她伸手轻轻扶住他的手臂。陆知衍这才感觉到自己身体的僵硬,像一尊被冻住的雕塑。他深吸一口气,晚宴厅里混杂的香水味、食物香气、酒精气息涌入鼻腔,形成一种令人窒息的馥郁。
“好。”他的声音有些哑。
苏清然向王董等人礼貌致歉,说陆总有些不适需要提前离场。众人理解地点头,目光里却藏着各种揣测——关于刚才那支舞,关于陆知衍失态摔碎的酒杯,关于这位年轻企业家与当红女星之间说不清道不明的关系。
走出宴会厅,夜风扑面而来。
十月的晚风已经带着凉意,吹散了刚才室内的闷热。陆知衍下意识打了个寒颤。苏清然脱下自己的米白色羊绒披肩,轻轻搭在他肩上。
“不用——”
“披着吧。”她的声音很轻,却不容反驳。
司机已经将车开到门口。黑色的宾利在夜色中泛着冷硬的光泽。苏清然拉开车门,陆知衍坐进后座。车内弥漫着她惯用的香水味——雪松混合着淡淡的柑橘调,清冷而克制,与刚才宴会厅里那些甜腻的香气截然不同。
车门关上,世界瞬间安静下来。
车窗外的城市夜景开始流动,霓虹灯在玻璃上拖出长长的光带。陆知衍靠在座椅上,闭上眼。酒精的后劲开始上涌,太阳穴突突地跳着疼。脑海里反复播放着刚才的画面——沈时宜在顾辰臂弯里旋转的侧脸,她看向自己时那双盛满疏离的眼睛,还有她转身离去时珍珠白裙摆划过的弧度。
每一个细节都像细针,扎进心脏最柔软的地方。
“喝点水。”苏清然递过来一瓶矿泉水。
瓶身冰凉,握在手里能感觉到里面液体的晃动。陆知衍拧开瓶盖,喝了一大口。冷水滑过喉咙,稍微缓解了酒精带来的灼烧感。
车内安静得能听见空调出风口的细微声响。
苏清然没有立刻说话。她只是侧头看着窗外,手指轻轻摩挲着真皮座椅的边缘。这个动作陆知衍很熟悉——她在思考,或者犹豫。
车子驶上高架,城市的灯火在下方铺展开来,像一片倒置的星空。远处江面上有游轮的灯光缓缓移动,在水面拖出金色的涟漪。
“知衍。”
苏清然终于开口,声音很平静,平静得让陆知衍心头一紧。
他转过头看她。
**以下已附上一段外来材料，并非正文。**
PR #261, opened 2022-02-24
Small developer experience improvements

andyk:
* add Repo.from_github()
* use content hash in name of auto-generated source files from py shell
* add more core objects to the root agentos namespace to be easily accessible


agentos/repo.py
```diff
@@ -62,6 +62,21 @@ def from_spec(spec: NestedRepoSpec, base_dir: Path = None) -> "Repo":
...
+    ) -> "Repo":
+        return cls.from_spec(registry.get_repo_spec(identifier))
+
+    @classmethod
+    def from_github(
+        cls, github_account: str, repo_name: str, identifier: str = None
+    ) -> "GitHubRepo":
+        if not identifier:
+            identifier = f"{github_account}/{repo_name}"
+        url = f"https://github.com/{identifier}"
```
nickjalbert, line 77: If I pass `identifier` here, won't this result in a broken github url?  E.g. I think the call:

```python
 Repo.from_github('agentos-project', 'agentos', identifier='foo')
```

result in a broken repo object.

nickjalbert (approved):
LGTM other than my one comment.  Feel free to merge after fix!

agentos/repo.py
andyk: Fixed!

PR #263, opened 2022-02-25
Rename ParameterSet to ArgumentSet

### LINKED ISSUE #262: Rename ParameterSet to ArgumentSet
Programming languages tend to call them args when the are being passed in at function call time, and parameters when you are defining the function. Our use case for what we currently call a `ParameterSet` is the former so renaming them to `ArgumentSet` makes sense. Also, parameters are more overloaded in ML, since model parameters (e.g. mlflow.log_parameter) is a different concept than a run argument.

andyk:
Fixes #262


nickjalbert (approved):
LGTM!  There are a few places where we e.g. still refer to `params` in the code (instead of the potentially-less-confusing  `arg_set`).  I think it'll be quick for me to go through and update so I'll merge and then generate a new PR that does that.

PR #405, opened 2022-06-18
Update example agent to use AgentRun

nickjalbert:
This updates the default agent (created by `agentos init`) to use `AgentRun` so that it's compatible with the web frontend.  This is part of a larger push to automatically populate the web with data for testing and demo purposes.

This also updates `example_agent/random` to match the default agent.

Demo:

```bash
# Start the local web server in a separate tab
# Clear the local DB by visiting http://localhost:8000/empty_database in your browser
mkdir demo
cd demo
agentos init .
agentos run agent
USE_LOCAL_SERVER=True agentos publish <agent run ID printed out after previous previous command>
# Now visit http://localhost:8000 and see the result of your run
```

The leaderboard will show something like the following after running the demo script:

Screenshot 2022-06-18 at 16-52-56 AgentOS Leaderboard


andyk (approved):
Looks great! I checked out this branch and tried out `init`ing, running, and publishing a new template agent, as well as running & publishing the random agent. All worked well. I'm going to merge and then make a PR that cleans up the output text a little bit.

PR #407, opened 2022-06-20
Silence dulwich spam in github tests

nickjalbert:
This PR silences the dulwich spam (e.g. "Counting objects 1/3000") in the github test logs.  We still have a lot of noise, but now it's from PCS/AOS proper and we clean that up as desired.

[Example logs with this change](https://github.com/agentos-project/agentos/runs/6965505960?check_suite_focus=true)


andyk:
Thanks for doing this

PR #413, opened 2022-06-22
Port web tests to new models

nickjalbert:
This PR ports the web tests to the new models.  This PR:

* Contains two main integration tests: `test_run_and_publish` and `test_web_registry_integration`.
    * `test_run_and_publish` creates the default agent (`agentos init`), runs it, and then uploads the run to the registry.  It also saves the resulting database as a fixture in  `web/registry/tests/fixtures/` so that the other tests can quickly populate the database with realistic data.
    * `test_web_registry_integration` tests that we can create a `WebRegistry` backed by a web server and that we can put and get specs via that `WebRegistry`.
* Adds a `DEFAULT_REGISTRY_URL` environment variable for specifying backing web servers other than localhost and heroku.
* Adds tests for the view we're using in the `leaderboard` app.
* Resurrects the `Component.artifact_tarball` file field and related endpoints to get/put artifacts related to the a `Component`.  We don't actually use this yet when publishing (and maybe we'll take a different approach to sharing artifacts?).


web/registry/tests/test_integration.py
```diff
@@ -1,203 +1,39 @@
...
+    def test_web_registry_integration(self):
+        load_or_create_fixture(self.live_server_url)
+        # Check WebRegistry mirrors server
+        registry = WebRegistry(f"{self.live_server_url}/api/v1")
+        self.assertEqual(Component.objects.count(), 20)
+        for component in Component.objects.all():
+            registry.get_spec(component.identifier, flatten=False)
+            registry.get_spec(component.identifier, flatten=True)
+        # Add new spec to WebRegistry, make sure it makes it to the server
+        gh_url = "https://github.com/chipsalliance/firrtl-spec"
```
andyk, line 34: Out of curiosity, any reason you picked this repo for tests?

andyk (approved):
Thanks for fixing up these tests!

PR #420, opened 2022-07-07
Upload artifacts when publishing AgentRuns

nickjalbert:
This PR gets artifact upload working again.  

I think this is the shortest path to getting us back to sharing models; this is basically just porting forward the upload system to the new spec revamp.  

Longer term, we should think more about artifacts being explicitly represented in the DAG (maybe something like a file-in and file-out component?) rather than doing this via a "side-channel" as we do here.

Demo:

```bash
# run the web server in another tab; clear the DB
cd example_agents/sb3_agent
rm -rf mlruns/
agentos run sb3_agent --function-name learn
agentos run sb3_agent --function-name evaluate
USE_LOCAL_SERVER=True agentos publish <id of agent run printed after previous command>
```

If you follow the demo, all the AgentRuns should have tarballs associated with them that contain the model that was trained/evaluated.  For example:

Screenshot 2022-07-08 at 16-28-16 Select component to change Django site admin

### DIFF
--- a/agentos/agent_run.py
+++ b/agentos/agent_run.py
@@ -1,12 +1,19 @@
+import json
+import shutil
 import statistics
+import tarfile
+import tempfile
 from collections import namedtuple
+from pathlib import Path
 from typing import Optional
 
+import requests
 from mlflow.entities import RunStatus
 from mlflow.utils.mlflow_tags import MLFLOW_PARENT_RUN_ID, MLFLOW_RUN_NAME
 
 from pcs.mlflow_run import MLflowRun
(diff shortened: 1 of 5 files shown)


nickjalbert:
@andyk this is ready for you to take a look at when you have time!

andyk:
This looks great! Thanks for getting this working again. I'm in favor of having this in place as a demo solution and potentially re-thinking in the future.

I tried this out per your instructions on my Macbook Pro M1 and it worked great! Merging.

andyk (approved):
LGTM!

车内光线昏暗,只有仪表盘和窗外偶尔掠过的路灯在她脸上投下明暗交错的光影。她的侧脸线条优雅而冷静,睫毛在眼睑下投出浅浅的阴影。
“你对沈时宜,”她顿了顿,似乎在斟酌措辞,“是不是太特别了?”
问题来得直接,没有任何铺垫。
陆知衍握着矿泉水瓶的手指收紧。塑料瓶身发出轻微的“咔哒”声。
“她是品牌大使。”他的声音比想象中更平稳,“我对所有合作伙伴都一视同仁。”
“一视同仁?”苏清然轻轻笑了,笑声里没有嘲讽,只有一种了然,“知衍,我们认识多少年了?七年?八年?从伦敦商学院到现在,我见过你对待合作伙伴的样子——专业、冷静、保持距离。但你对沈时宜不是。”
她转过头,目光直视他。
那双眼睛里没有质问,只有一种深切的、复杂的审视。像在观察一件她熟悉却突然变得陌生的器物。
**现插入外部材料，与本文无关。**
PR #421, opened 2022-07-17
Adds VirtualEnv Component

andyk:
* Refactors VirtualEnv to be a Component
* Adds VirtualEnvModule Component
* Adds RelativePath Component and pcs.Path abstract base class. Makes Repo inherit from pcs.Path
* Renames Module -> FileModule
* Removes `requirement_path` attribute from Module and adds optional `virtual_env` attribute.
* Renames GitHubRepo -> GitRepo
* Moves version attribute from Module Component to GitRepo


andyk:
@nickjalbert This is ready for a review!

documentation/repl_quickstart.rst
```diff
@@ -20,12 +20,12 @@ In the example below we first define a very basic class called ``Adder``.
 Then we use PCS to track the execution of a method on this class and share the
```
nickjalbert, line 20: Looks like maybe there's a kruft file in this dir?  `documentation/demos/temp.py`

example_agents/acme_r2d2/components.yaml
```diff
@@ -18,10 +25,10 @@ specs:
             type: Class
             name: AcmeR2D2Agent
             module:
-                type: Module
+                type: FileModule
                 repo: spec:local_dir
                 file_path: ./agent.py
-                requirements_path: ./requirements.txt
+                virtual_env: spec:virtual_env
```
nickjalbert, line 31: Ah k, so I see the virtual_env pointer here.  Cool!

pcs/instance_manager.py
```diff
@@ -27,20 +26,24 @@ def __init__(
         self.register_attributes(["instance_of", "argument_set"])
         self._instance = None
 
-    def get_object(self):
+    def get_new_object(self):
         if self._instance:
             return self._instance
```
nickjalbert, line 31: Does it make sense to return the cached `_instance` in `get_new_object()`?  From the name of the method, I'd guess it'd give me a new object even if there's a cached instance.

pcs/module_manager.py
```diff
@@ -128,57 +63,83 @@ def get_object(self):
...
+class FileModule(Module):
+    def __init__(
+        self,
+        repo: Repo,
+        file_path: str,
+        imports: Dict[str, "Module"] = None,
+        virtual_env: VirtualEnv = None,
+    ):
+        """
+        :param repo: Repo where this Module's source file can be found. The
```
nickjalbert, line 79: High-level thought: it occurs to me that the `repo` terminology can be a bit misleading (esp. when the repo is just a local directory on the filesystem).  I wonder if there's a better word for this...

pcs/utils.py
```diff
@@ -281,3 +291,38 @@ def copy_find_and_replace_leaves(
...
             transform_leaf(data_struct, copy_struct, leaf_list, lambda x: x)
     return match_found, copy_struct
+
+
+def pad_list_if_necessary(list_in, index):
+    while index >= len(list_in):  # List too short
+        list_in.append(None)
+
+
+def pipe_and_check_popen(args: List[str], **kwargs):
```
nickjalbert, line 301: Nice!  Looks like you're using this to call out to pip.  Seems like a smarter (or at least more customizable) version of `subprocess.run`.  What prompted you to go about it this way?

nickjalbert (approved):
Looks great to me!  A few questions/comments but nothing big from my end during this pass; feel free to merge whenever and drop any follow-up fixes in a new PR.

~~I was having difficulty running SB3 directly from command-line~~.  Never mind--I had to clear my cache and remove `mlruns/` but now it's working like a charm.

documentation/repl_quickstart.rst
andyk: Good catch. Removed.

pcs/module_manager.py
andyk: Yeah. Maybe FileSource?

pcs/utils.py
andyk: I found myself tweaking the flags we pass to Popen so that we fail fast when our sub processes fail (e.g., pip install into a virtualenv) and the stdout/stderr show up to make debugging easier. And I figured DRYing out the various places where we use subprocesses (to run the `virtualenv` command vs to run the `pip` command) would be good hygiene.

“你频繁去剧组探班,以工作的名义。你亲自过问她的所有拍摄行程和宣传安排,连经纪人都没你这么上心。你看到她和顾辰的绯闻时,整个人都变了——刚才在晚宴上,你摔碎酒杯的样子,我认识你这么多年,第一次见。”
每一个字都像锤子,敲在陆知衍试图维持的防线上。
他张了张嘴,想反驳,却发现所有辩解都苍白无力。
“她是……”他艰难地寻找词汇,“她是我妹妹。”
“法律上的。”苏清然接得很快,“重组家庭的,没有血缘关系的‘妹妹’。而且据我所知,你们过去八年几乎没怎么联系,直到这次合作才重逢。”
陆知衍沉默了。
车窗外,一栋栋高楼掠过,玻璃幕墙反射着冷白色的光。车内空调的温度调得有些低,他能感觉到手臂上起了细小的鸡皮疙瘩。苏清然的香水味在密闭空间里变得更加清晰,雪松的冷冽混合着柑橘的微酸,像某种清醒剂。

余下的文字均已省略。